> **DATA FOR ANALYSIS**
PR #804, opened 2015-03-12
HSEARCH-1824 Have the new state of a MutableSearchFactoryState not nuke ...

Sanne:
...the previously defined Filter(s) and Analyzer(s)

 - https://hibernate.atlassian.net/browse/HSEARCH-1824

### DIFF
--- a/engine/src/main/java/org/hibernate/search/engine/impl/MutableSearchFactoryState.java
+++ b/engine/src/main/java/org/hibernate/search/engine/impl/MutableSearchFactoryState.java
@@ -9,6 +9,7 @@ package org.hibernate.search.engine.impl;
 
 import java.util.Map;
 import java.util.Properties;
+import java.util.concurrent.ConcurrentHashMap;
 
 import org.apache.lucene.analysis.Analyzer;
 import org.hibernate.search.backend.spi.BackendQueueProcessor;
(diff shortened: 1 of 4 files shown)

...

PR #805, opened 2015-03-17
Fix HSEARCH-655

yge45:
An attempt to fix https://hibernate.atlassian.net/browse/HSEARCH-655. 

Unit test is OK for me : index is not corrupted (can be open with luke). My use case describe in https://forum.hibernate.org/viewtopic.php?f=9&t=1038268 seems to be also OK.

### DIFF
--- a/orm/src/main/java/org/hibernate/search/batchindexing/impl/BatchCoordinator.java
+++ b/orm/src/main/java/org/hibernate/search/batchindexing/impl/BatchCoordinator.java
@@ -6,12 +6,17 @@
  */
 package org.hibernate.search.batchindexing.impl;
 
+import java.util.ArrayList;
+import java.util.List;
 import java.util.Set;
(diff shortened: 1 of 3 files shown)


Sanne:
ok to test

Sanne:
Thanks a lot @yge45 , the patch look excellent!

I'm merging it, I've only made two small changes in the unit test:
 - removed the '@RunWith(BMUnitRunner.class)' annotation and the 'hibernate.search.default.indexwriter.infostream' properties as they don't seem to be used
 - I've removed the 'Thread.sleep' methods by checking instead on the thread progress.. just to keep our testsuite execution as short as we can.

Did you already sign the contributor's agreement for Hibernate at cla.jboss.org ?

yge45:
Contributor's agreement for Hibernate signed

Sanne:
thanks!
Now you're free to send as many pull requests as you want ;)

> **EXERCISE GOAL**
Across the data, find each line that has "atlassian" in it and copy that line.

> **EXERCISE SOLUTION**
 - https://hibernate.atlassian.net/browse/HSEARCH-1824
An attempt to fix https://hibernate.atlassian.net/browse/HSEARCH-655. 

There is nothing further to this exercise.